InterMedia Partners went back to the negotiating table twice
to try to salvage its deal to merge with Outdoor Channel earlier this month,
but according to documents filed with the Securities and Exchange Commission
late Thursday could not best the $227 million all-cash offer from Kroenke
Sports & Entertainment.
Outdoor Channel had originally agreed
to a $208 million merger deal with InterMedia back in November, which would
have given Outdoor shareholders a mixture of $8 in cash for each of their
shares and an interest in a combined publicly traded entity to be called
InterMedia Outdoors Holdings. That agreement was headed toward the finish line
lobbed in an unsolicited all-cash offer for Outdoor on Feb. 27, halting the
process. Outdoor determined the Kroenke deal to be superior on March 8 and on
March 13 said it had accepted the sports and entertainment giant's proposal.

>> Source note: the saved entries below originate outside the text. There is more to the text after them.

PR #179, opened 2020-10-19
Add remove_edges_from method to PyGraph

### LINKED ISSUE #177: Missing method to remove multiple edges simultaneously in PyGraph class
A method will be added to the PyGraph class which can simultaneously remove multiple edges.

The PyGraph class has the method `remove_nodes_from` which accepts multiple indices to remove in a single call. However, there is no corresponding `remove_edges_from` to remove multiple edges. Are there any implementation details preventing this method from existing?

seatonullberg:
This commit adds a new method remove_edges_from() to remove multiple edges in a single call.
Fixes #177

### DIFF
--- a/src/digraph.rs
+++ b/src/digraph.rs
@@ -897,6 +897,35 @@ impl PyDiGraph {
         Ok(())
     }
 
+    /// Remove edges from the graph.
+    ///
+    /// Note if there are multiple edges between the specified nodes only one
+    /// will be removed.
+    ///
+    /// :param list index_list: A list of node index pairs to remove from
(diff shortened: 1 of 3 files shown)


mtreinish (approved):
This LGTM. thanks for pushing this. Before we merge it though could you add the same method to `PyDiGraph` too? (it should just be a copy and paste)

seatonullberg:
This commit adds the same method to `PyDiGraph` as you suggested.

mtreinish (approved):
LGTM, thanks for adding it to `PyDiGraph` too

But that was not without first giving InterMedia the chance
to increase its bid. According to the proxy statement filed March 21 with the
SEC, InterMedia had increased its bid on March 7 to $8.75 per share in cash (up
to $115 million) and half a share of InterMedia Outdoors (up to 34.8% of total
shares) for each Outdoor share held. But several other sticking points - a
reverse termination fee of $9 million, a limit on any damages to Outdoor of $25
million in the event of a breach of the deal, a $6.5 million termination fee
payable by Outdoor if the deal were scrapped and a $2.5 million management advisory
fee payable to InterMedia upon closing - were still intact.